My grandpa Kraenzlein, WWII vet, auto mechanic turned car salesman (when his back gave out) would have gotten along with Slats. My mom shares that blue-collar paleoconservative streak despite having a BA in teaching, so I have one Trump fan causing me to chew my food and bite my tongue at the same time at dinner.
I don't like Trump (I don't say that much of folks even if I disagree with them), but I understand his appeal.
Is it possible that Trump fans retain a 'blue collar ideal' but possess an educated (intellectual conservative) bias? That they may be evolving from blue collar vocations into white collar ones, with a remnant of the blue collar past? Is it possible such ideals are less affiliated with one's vocation, or education, and more with a cultural bias that says, "sure, I'll play along with your acceptance and inclusion rhetoric, but don't burn my flag, etc., etc., and don't tell me your religion (or freedom of) abdicates your responsibility to police your own or demonstrate you're not a threat to my country."
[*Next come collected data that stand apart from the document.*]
PR #4442, opened 2025-10-30
feat(reexecute/c): add firewood archival config option

RodrigoVillar:
## Why this should be merged

Now that Firewood can be run in archival mode, we can use this option in the reexecution test.

## How this works

Adds a `firewood-archive` config option for running Firewood in archive mode.

## How this was tested

Ran reexecution test with `firewood-archive` set and verified that archival mode was enabled by running `tree $CURRENT_STATE_DIR -L 3`

```
├── chain-data-dir
│   └── firewood
│       ├── firewood.db # Firewood database
│       └── root_store # Archival state directory
└── db
```

No


RodrigoVillar:
Note to reviewers: I've marked this PR as **Do Not Merge** since this will work only after the Coreth migration. However, this PR can still be reviewed since there will be 0 code changes after the Coreth migration.

tests/reexecute/c/vm_reexecute_test.go
```diff
@@ -89,6 +89,12 @@ var (
 			"pruning-enabled": true,
 			"state-sync-enabled": false
 		}`,
+		"firewood-with-archive": `{
```
aaronbuchwald:
```suggestion
		"firewood-archive": `{
```

RodrigoVillar: Done: 6ed1b6c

Isn't it just plausible that highly educated thinkers exist without three initials as a suffix to their name? That they know how to solder a plumbing joint, or poach an egg? That the mainstream is tired of being ridiculed from every side, every minority, every 'other' religion, walk-of-life, and 'new intellectual opinion? "Just accept us," they say. But its a never ending pursuit. An evangelization first to accept and then 'promote' different ideals until what we had is so eroded, so diluted that we are left standing and wondering where all the deriding by intellects have led us?
Then, perhaps, maybe they're just upset when the 'elite' elect, those intellects who know finance and economy so much better than the rest of us imbeciles, that they are too big too fail. That they would endanger an entire country, and the greatest experiment in freedom to their ill-conceived design and greed (securitization of debt). Yet, the equity of the middle-class is swept into an enormous caldron of foreclosure and spoils of bankruptcy for the REIT's, the Berkshire Hathaways, bankers and brokers, essentially the wealthiest to pick over like vultures to a fresh slaughter.
Trump may be 'politically' wrong, but that could be what is so engaging about his ideas. Some may be so tired of being told to accept this deviant or that, then proselytized that it was never deviant at all; that we are deviant and have been all along, that the things Trump blurts out are what many are already thinking.
It seems like Mr. Putin has fared pretty well with his general bad-ass attitude. On a world stage of veritable hellions (Kim Jong-un, Zawahiri, Chavez, Baghdadi, Omar, etc.) I'm not sure I want to send an apologetic to represent me. He may be a Hellion (of sorts), but he's OUR hellion.